A previous CGR Policy Wonk blog, ‘Transforming Urban Education: From Despair to Hope?’ discussed Raleigh, North Carolina’s countywide solution to addressing urban education issues. The Raleigh experience offers a model for breaking down barriers of poverty and uneven resources and opportunities that help create widely-divergent outcomes across city, suburban and rural boundaries in our community.
The Raleigh model, while promising with its documented levels of success, would also be practically and politically difficult to implement locally—not least because of the multitude of school districts in most counties across New York (18 in Monroe County). Merging two school districts in Raleigh/Wake County, while not easily accomplished, seems like a walk in the park compared with changing the current educational landscape in Monroe County. As several responses to the original article suggested, we need the type of strong cross-sector leadership around this issue that surfaced in Raleigh. Is that realistic locally, given our entrenched multi-school-district profile?
I believe the answer can be Yes. It will take leadership and vision, courage, patience and a renewed political leadership cutting across party, city/suburban and school district lines. It would take a broad coalition of interests spanning the business, religious, political, race/ethnic, school district, parent and teacher communities—all with a common goal of ensuring the future success of our young people, wherever they live, and thus the economic future viability of our community that will sink or swim, in large part depending on whether this and future generations of our children, urban and suburban, become community assets or liabilities. It is in all our interests, from both a moral and economic perspective, to make sure that this community recognizes what Raleigh’s leaders understood and acted on: that the concentration of poverty and unequal educational opportunities along racial and economic lines ultimately undermine the economic viability of our community and region. Bold leadership and actions are needed to counter these historic directions in our schools.
Relatively easy concrete steps could be taken to start a process and learn more. Why not send a delegation of interested local leaders to Raleigh to explore in more detail what made change possible there, and what has sustained it over the years—and what has been needed to counter resistance along the way? And why not bring key Raleigh leaders here to share their experiences and offer their advice and insights as to how we might learn from them, and adapt some of what worked there to our current situation?
And why not begin to bring educational leaders from the City School District and from the immediately adjacent suburban districts together to begin to discuss ways of potentially transforming a number of our community schools near both sides of the city/suburban borders into county/regional magnet schools that are so good that they would attract students from both city and suburban areas across racial and economic lines? That’s essentially what Raleigh did with almost a third of the county’s schools as a critical element of their transformation of educational opportunities across the county. Are we any less capable of showing such leadership and creativity than our southern friends? Let’s start talking to them and finding out what we can learn from them and use to strengthen our own community.

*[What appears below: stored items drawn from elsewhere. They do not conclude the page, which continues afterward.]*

PR #1918, opened 2025-11-26
test: dynamic imports

rlve:
Changes:
- add `importTests` macro to dynamically import test files instead of using `test_all` files with static imports
- `nimble test` - goes through all dirs and files inside `tests/libp2p/` and `tests/tools/` and imports all the tests (`test_*.nim`)
- `nimble testpath <path>` - can be used to selectively run tests that match `<path>` (see readme for examples)

- using dynamic imports uncovered an issue with `chronicles` in `kademlia` tests - when test files didn't import `chronicles` then we got compilation error `undeclared identifier: 'activeChroniclesStream'` but when they imported, then we got `chronicles not used` error - use chronicles in tests as a workaround

### DIFF
--- a/tests/libp2p/pubsub/component/test_gossipsub_message_cache.nim
+++ b/tests/libp2p/pubsub/component/test_gossipsub_message_cache.nim
@@ -73,9 +73,6 @@ suite "GossipSub Component - Message Cache":
     let messageId = nodes[1].mcache.window(topic).toSeq()[0]
 
     # When heartbeat happens, circular history shifts to the next position
-    # Waiting for 5(historyLength) heartbeats
-    await waitForHeartbeat(historyLength)
-
     # Then history is cleared when the position with the message is reached again
     # And message is removed
     checkUntilTimeout:
@@ -125,7 +122,6 @@ suite "GossipSub Component - Message Cache":
     # On heartbeat, Node0 mcache advances to the next position (rotating the message cache window)
     # Node0 will gossip about messages from the last few positions, depending on the mcache window size (historyGossip)
     # By waiting more than 'historyGossip' (2x3 = 6) heartbeats, we ensure Node0 does not send IHave messages for messages older than the window size
-    await waitForHeartbeat(2 * historyGossip)
 
     # Then nodeInsideMesh receives 3 (historyGossip) IHave messages
     checkUntilTimeout:
@@ -188,11 +184,13 @@ suite "GossipSub Component - Message Cache":
 
     # When Node0 handles the IWant message, it retrieves the message from its message cache using the MessageId
     # Then Node0 relays the original message to NodeOutsideMesh
-    checkUntilTimeout:
-      messageId in
-        receivedMessagesNodeOutsideMesh[].mapIt(
+    untilTimeout:
+      pre:
+        let messages = receivedMessagesNodeOutsideMesh[].mapIt(
           nodeOutsideMesh.msgIdProvider(it).value()
         )
+      check:
+        messageId in messages
 
   asyncTest "Published and received messages are added to the seen cache":
     const
@@ -259,7 +257,9 @@ suite "GossipSub Component - Message Cache":
     # When Node2 connects with Node0 and subscribes to the topic
     await connectNodes(nodes[0], nodes[2])
     nodes[2].subscribe(topic, voidTopicHandler)
-    await waitSub(nodes[0], nodes[2], topic)
+    checkUntilTimeout:
+      nodes[0].gossipsub.hasPeerId(topic, nodes[2].peerInfo.peerId)
+      nodes[2].gossipsub.hasPeerId(topic, nodes[0].peerInfo.peerId)
 
     # And messageIds are added to node0PeerNode2 sentIHaves to allow processing IWant
     let node0PeerNode2 = nodes[0].getPeerByPeerId(topic, nodes[2].peerInfo.peerId)
@@ -269,13 +269,17 @@ suite "GossipSub Component - Message Cache":
     # And messageId1 is added to seen messages cache of Node2
     check:
       not nodes[2].addSeen(nodes[2].salt(messageId1))
+      not nodes[2].hasSeen(nodes[2].salt(messageId2))
 
     # And Node2 sends IWant to Node0 requesting both messages
-    let iWantMessage =
-      ControlMessage(iwant: @[ControlIWant(messageIDs: @[messageId1, messageId2])])
-    let node2PeerNode0 = nodes[2].getPeerByPeerId(topic, nodes[0].peerInfo.peerId)
     nodes[2].broadcast(
-      @[node2PeerNode0], RPCMsg(control: some(iWantMessage)), isHighPriority = false
+      @[nodes[2].getPeerByPeerId(topic, nodes[0].peerInfo.peerId)],
+      RPCMsg(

We may also be able to learn from discussions in Wayne and Ontario counties about the issues involved in the possible creation of regional high schools, and from proponents of The Regional Academy proposal in conjunction with Nazareth College.
We don’t have to abolish current school districts or create a countywide school district to make progress—though that might not be such a bad idea! Monroe County’s school districts currently share many services and resources across district lines. Let’s build on this spirit of collaboration. Without undermining the current educational infrastructure, why wouldn’t it be possible to create a mechanism that would bring districts together, along with broader leadership from other sectors of the community, to address issues that cut across district lines, such as creating regional magnet schools, and beginning to undertake the kinds of bold structural reforms that Raleigh, in the heart of the conservative South, has embraced, to the benefit of its region?
Embracing a long-range vision for the good of the entire community may be dismissed by many as idealistic and unachievable. But tinkering at the margins of our urban schools will not create the educational opportunities our kids and our community need to survive and thrive in the challenging future. Systemic change across district lines is required.
Raleigh may not be the only answer, but it’s a place to start. Anyone willing to challenge the status quo and take on this issue?